Reply #1 on: March 07, 2017, 10:20:28 PM
Preparation.  That is the only valid, non-medical advice I think that can be given.  Prepare.  Practice your set in your room/apartment/whatever under ALL stress-inducing stimuli.  Drink two pots of coffee, and then play your set.  Get naked and invite your neighbors/friends to watch you play your whole set.

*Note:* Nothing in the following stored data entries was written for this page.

PR #71671, opened 2026-07-16
feat(warehouse_sources): support Brex API version v2

Gilbert09:
## Problem

The Brex data-warehouse source had no version declaration, so it implicitly ran on the framework's unversioned `v1` label with no way to pin or evolve the vendor API version. We want new Brex sources to start on `v2` (Brex's core API base path is `/v2/`) while every existing source keeps working untouched.

## Changes

- Declare `supported_versions = ("v1", "v2")` and set `default_version = "v2"` on `BrexSource`, so new sources are stamped `v2` at creation. Existing rows are NULL-pinned and now resolve to `v2`, which is safe (see below).
- Thread the resolved `api_version` from the source class (`resolve_api_version(inputs.api_version)`) through `brex_source` → `get_rows` → a per-endpoint path resolver.
- Add a `versioned_paths` override map to `BrexEndpointConfig` plus `_resolve_path(config, api_version)` as the consumed dispatch seam. It stays empty today.
- Point `api_docs_url` at the Brex changelog, where versions are announced.
- Extend tests to exercise version resolution, the new default, per-version path dispatch, and that a pinned version reaches the request layer.

> [!NOTE]
> Brex versions each product API independently in the URL path (transactions/users on `/v2`, expenses/vendors on `/v1`) with no global version header or segment. There is no `/v2/expenses` or `/v2/vendors` — those APIs only exist on `/v1`. The source already targets each API's current path, so `v1` and `v2` resolve to byte-for-byte identical requests. That is why flipping the default to `v2` does not repin or migrate existing customers: their requests do not change. The `versioned_paths` seam is where a genuine future per-API bump hooks in. No existing version is deprecated.

Automated only (I, Claude, did not run a live Brex sync). Ran the full Brex source suite plus the registry version-invariant test in the local venv: `pytest products/warehouse_sources/backend/temporal/data_imports/sources/brex/ products/warehouse_sources/backend/temporal/data_imports/sources/tests/test_source_versions.py` — 958 passed.

- `test_supported_versions_and_default` / `test_resolve_api_version_*` — guards against a silent revert of the default back to `v1` or broken pin resolution.
- `test_source_for_pipeline_passes_pinned_api_version` and the added assertion in the plumbing test — guards that the resolved version actually reaches `brex_source` (a drop would sync on the wrong version silently).
- `TestPathResolution` — guards that both versions keep hitting each API's current path (so a naive `/v2/` rewrite of expenses/vendors can't slip in), and that `_resolve_path` honors a per-version override.

## Docs update

No repo docs changed; the Brex `docsUrl` points at posthog.com docs (separate repo).

## 🤖 Agent context

Authored by Claude (Opus 4.8) via PostHog Code, directed by Tom. Invoked the `/warehouse-source-new-version` skill (followed its declaration + dispatch + pinning conventions) and `/writing-tests` before touching tests.

Key decision: the detection note suggested a global `/v2/` bump, but verifying against Brex's API reference and changelog showed versioning is per-API and `/v2/expenses` / `/v2/vendors` do not exist — a blind path rewrite would 404. Chose a nominal default bump with a consumed-but-currently-inert dispatch seam, and confirmed both versions produce identical requests so existing sources need no migration. Appended both findings to the skill's learnings.

---


danielcarletti:
## Review: PR #71671 — feat(warehouse_sources): support Brex API version v2

**ELI10:** Brex (a company card service) numbers its data endpoints like "v1" and "v2" in the web address. This PR teaches PostHog's Brex importer to remember which version a customer is on and gives it a place to point different endpoints at different versions later — but right now it changes nothing about the actual requests, it just labels new connections "v2".

**Goal achieved:** yes — `BrexSource` now declares `supported_versions = ("v1", "v2")`, defaults new sources to `v2`, and threads the resolved version to the request layer.
**Sensible approach:** yes — mirrors the shipped Stripe/Shopify pattern (module-level version constants + `resolve_api_version` + a per-endpoint dispatch seam) and the `warehouse-source-new-version` skill convention.
**Breaks dependents:** no — `get_rows`/`brex_source` are module-internal; the only external caller is `source.py` (updated) and the tests (updated via wrapper). All call sites pass args by keyword, so inserting the required `api_version` param mid-signature breaks nothing. `versioned_paths` is empty, so `_resolve_path` returns `config.path` for every version → v1 and v2 dispatch byte-identical URLs, so NULL-pinned existing sources resolving to `v2` need no migration.

### Findings
- [nit] products/warehouse_sources/backend/temporal/data_imports/sources/brex/tests/test_brex.py:451 — `test_dispatched_url_reflects_resolved_version` is parametrized over v1 and v2 but asserts the identical URL for both; `test_resolve_path_matches_current_paths_for_every_version` already proves `_resolve_path` returns the same path per version, so the second version case here catches no distinct regression (it only needs to prove `_resolve_path` is wired into `get_rows`/`_build_url`). Fix: drop the version parametrization and run this wiring guard once.

### Verdict
Solid, low-risk change: the design is the sanctioned framework pattern, the plumbing is correctly scoped (api_version resolved once into `path` and not threaded deeper than needed), and the migration-safety reasoning holds because the seam is inert. The only note is a redundant test parametrization. Worth being aware that the entire change is currently behavioral no-op scaffolding for a future per-API version bump — that is the explicit product intent here, not an accident, so it is fine, but the value lands only when a real per-endpoint version divergence arrives.

products/warehouse_sources/backend/temporal/data_imports/sources/brex/tests/test_brex.py
```diff
@@ -410,3 +425,34 @@ def test_partition_keys_are_stable_posted_dates(self, config):
...
+        # Both versions must keep hitting each API's current path — expenses/vendors have no v2.
+        assert _resolve_path(BREX_ENDPOINTS[endpoint], api_version) == expected_path
+
+    def test_resolve_path_honors_per_version_override(self):
+        config = BREX_ENDPOINTS["users"]
+        overridden = dataclasses.replace(config, versioned_paths={BREX_API_VERSION_V2: "/v3/users"})
+        assert _resolve_path(overridden, BREX_API_VERSION_V2) == "/v3/users"
+        assert _resolve_path(overridden, BREX_API_VERSION_V1) == config.path
+
+    @pytest.mark.parametrize("api_version", [BREX_API_VERSION_V1, BREX_API_VERSION_V2])
```
danielcarletti: [nit] test_dispatched_url_reflects_resolved_version is parametrized over v1 and v2 but asserts the identical URL for both, and test_resolve_path_matches_current_paths_for_every_version already proves _resolve_path returns the same path per version — so the second version case here catches no distinct regression (this test only needs to prove _resolve_path is wired into get_rows/_build_url). Fix: drop the version parametrization and run this wiring guard once.

danielcarletti (commented):
One nit on test redundancy; otherwise a clean, well-tested change that follows the established Brex/Stripe versioning convention and is migration-safe because the version seam is inert (v1 and v2 dispatch identical requests).

danielcarletti (approved):
LGTM

products/warehouse_sources/backend/temporal/data_imports/sources/brex/tests/test_brex.py
Gilbert09: Addressed — the version parametrization on the wiring guard was dropped. `test_resolved_path_is_wired_into_request_url` now runs the get_rows/_build_url wiring check once (v2 only), and per-version path coverage lives solely in `test_resolve_path_matches_current_paths_for_every_version`. No duplicated coverage remains.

Don't drink to "settle your nerves" -- I'm a big fan of booze, but it messes up your time too much.  I mean by that that booze has a deleterious effect on your perception of time, and your rhythm needs to be perfect.  Probably applies to weed as well, but since I'm not a 13-year old girl, I don't have an opinion on that.

I've heard people say various betablockers work.  I wouldn't know.  Maybe twice a year, like before taking a certification exam or going to an odious party, I'll take a Xanax, which is a different class of drugs.  I used to be so anxious I'd either drink or use a drug to calm myself down just to go play a rock and roll club with some people I hated.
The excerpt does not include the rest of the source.